**Dataset entries:**
- - -

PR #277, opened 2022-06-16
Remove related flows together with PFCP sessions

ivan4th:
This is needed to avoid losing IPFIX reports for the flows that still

- - -

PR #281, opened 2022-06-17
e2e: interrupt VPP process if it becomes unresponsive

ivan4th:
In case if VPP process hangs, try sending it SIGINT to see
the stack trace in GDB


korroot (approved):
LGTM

- - -

Show all lines from the records above where the word "process" occurs.

**Solution to the exercise:**
e2e: interrupt VPP process if it becomes unresponsive
In case if VPP process hangs, try sending it SIGINT to see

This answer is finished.